I just wanna buy a tempur-pedic so i can drink in bed and not spill
She accidentally pre-ordered us Dominos for the next day at 11:30am... we were very confused when we woke up.
You tried to convince me you were sober by doing jumping jacks. For an hour.
And for some reason I just want to have sex with EVERYTHING
He showed up in a dinosaur costume bearing a tray of cupcakes. He even let me hold his tail. I'm marrying this guy.
Matt just ate a burger out of the trash can in front of the McDonalds. We need to have a serious talk about his drinking.
I had sex on a sidewalk in downtown Chicago... I don't think I have anymore morals to lose.
An old man just slapped my ass and handed me five dollars while I was filling chips at subway. I feel violated, but that was the easiest five dollars I've ever made.
So the guy I hooked up with during welcome week just tried to booty call me from across the lecture hall at 9am. I don't think he gets how this works...
And amler is totally snoring loud as fuck sitting on the steps with her feet in a puddle of soda puke
He sat next to me, put his arm around me, yelled at his girlfriend that he was breaking up with her, and told me I'm his little pet for the night.

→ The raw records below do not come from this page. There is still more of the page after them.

PR #9878, opened 2023-05-29
Try catchiing this

Bod9001:
Adds a bunch of try catch players Spawn code, don't want a rogue error stopping people from spawning

### DIFF
--- a/UnityProject/Assets/Scripts/Core/Lifecycle/PlayerSpawn.cs
+++ b/UnityProject/Assets/Scripts/Core/Lifecycle/PlayerSpawn.cs
@@ -353,6 +353,8 @@ public static class PlayerSpawn
 		catch (Exception e)
 		{
 			Logger.LogError(e.ToString());
+
+			physics.AppearAtWorldPositionServer(SpawnPoint.GetRandomPointForLateSpawn().transform.position);
 		}
 
 		switch (spawnType)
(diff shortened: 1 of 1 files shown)


UnityProject/Assets/Scripts/Core/Lifecycle/PlayerSpawn.cs
```diff
@@ -298,26 +320,40 @@ private static void ApplyNewSpawnRoleToBody( GameObject body, Occupation request
...
+		{
+			Logger.LogError(e.ToString());
+		}
 
-		//determine where to spawn them
-		physics.AppearAtWorldPositionServer(GetSpawnPointForOccupation(requestedOccupation));
+		try
+		{
+			//determine where to spawn them
+			physics.AppearAtWorldPositionServer(GetSpawnPointForOccupation(requestedOccupation));
```
MaxIsJoe, line 351: It would be better if there was also some fallback behavior so players dont get stuck half-way through

Bod9001: yeah,  What happens if that Errors though?

corp-0: if that happens, you make it delete the game

MaxIsJoe: you log the error first, then try the fallback logic.
the game shouldn't error if you're trying to spawn someone at arrivals since that's technically the default always; but if it does fail then rip i guess, means there's a bigger issue.

PR #9889, opened 2023-06-03
UNITY_EDITOR Debug

Bod9001:


corp-0:
Is distance a float? Perhaps your problem is you are comparing a float to zero without approximation

MaxIsJoe:
> Is distance a float? Perhaps your problem is you are comparing a float to zero without approximation

At this point I say we reject any PR that doesn't use Math.Approx because Bod is stubborn about this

Well he was mad because I chose tequila over him. He obviously doesn't understand that he will always be second to my first true love.
i'm now remembering the last part of my nigght....ugh. apperently i bargained with the wendys drive up girl after they closed and got "w/e they had left" for $7
it's your last night here, let's make it one we may or may not remember.
Ha. Yeah that's all I found you with this morning. Butt ass naked w my robe across your lap and your arms thrown back in handcuff position.